Abstract
Given its high efficiency, low emissions and multiple fuelling options,
the solid oxide fuel cells (SOFC) offer a promising alternative for
stationary power generators, especially while engaged in micro-combined
heat and power (μ-CHP) units. Despite the fact that the fuel cells are a
key component in such power systems, other auxiliaries of the system can
play a critical role and therefore require a significant attention. Since
SOFC uses a ceramic material as an electrolyte, the high operating
temperature (typically of the order of 700–900°C) is required to achieve
sufficient performance. For that reason both the fuel and the oxidant have
to be preheated before entering the SOFC stack. Hot gases exiting the fuel
cell stack transport substantial amount of energy which has to be partly
recovered for preheating streams entering the stack and for heating
purposes. Effective thermal integration of the μ-CHP can be achieved only
when proper technical measures are used. The ability of efficiently
preheating the streams of oxidant and fuel relies on heat exchangers which
are present in all possible configurations of power system with solid
oxide fuel cells.
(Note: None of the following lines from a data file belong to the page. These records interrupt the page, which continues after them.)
PR #9410, opened 2024-07-26
Upgrade to ESLint 9+ and flat config

mourner:
Migrated all the rules to the new config format and it seems to be working with a few minor fixes. The only trouble I had was moving from `eslint-plugin-import` to `eslint-plugin-import-x` because the former seems abandoned and doesn't work with ESLint 9+.


mourner:
Not sure why this one unit test fails in all browsers, seems unrelated to the changes: 

```
Canvas #events should not fire click when dragging the map on top of it FAILED
```

PR #9437, opened 2024-08-12
Update README.md

cherylhughey:
Simple punctation and sentence flow cleanup.


Falke-Design:
Thank you for your contribution but we will keep the Readme like it is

In this work a compact, fin plate heat exchanger
operating in the high temperature regime was under consideration. Dynamic
model was proposed for investigation of its performance under the
transitional states of the fuel cell system. Heat exchanger was simulated
using commercial modeling software. The model includes key geometrical and
functional parameters. The working conditions of the power unit with SOFC
vary due to the several factors, such as load changes, heating and cooling
procedures of the stack and others. These issues affect parameters of the
incoming streams to the heat exchanger. The mathematical model of the heat
exchanger is based on a set of equations which are simultaneously solved
in the iterative process. It enables to define conditions in the outlets
of both the hot and the cold sides. Additionally, model can be used for
simulating the stand-alone heat exchanger or for investigations of a
semiadiabatic unit located in the hotbox of the μ-CHP unit.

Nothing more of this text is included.